Requirement
In the entries below, count every line containing "ConnectionStringBuilder". Return the number and nothing else.

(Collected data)
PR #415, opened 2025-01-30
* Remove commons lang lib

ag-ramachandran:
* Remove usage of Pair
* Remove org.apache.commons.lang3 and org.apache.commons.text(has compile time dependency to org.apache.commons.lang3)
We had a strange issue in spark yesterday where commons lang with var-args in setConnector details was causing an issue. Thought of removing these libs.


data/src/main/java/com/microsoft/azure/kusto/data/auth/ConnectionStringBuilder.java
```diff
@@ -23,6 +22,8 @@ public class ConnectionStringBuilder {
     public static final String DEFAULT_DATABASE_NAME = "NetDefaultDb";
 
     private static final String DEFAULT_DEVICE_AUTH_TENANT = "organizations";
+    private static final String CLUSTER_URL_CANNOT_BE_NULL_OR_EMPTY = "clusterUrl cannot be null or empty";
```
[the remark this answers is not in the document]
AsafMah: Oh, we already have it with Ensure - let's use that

Result below
2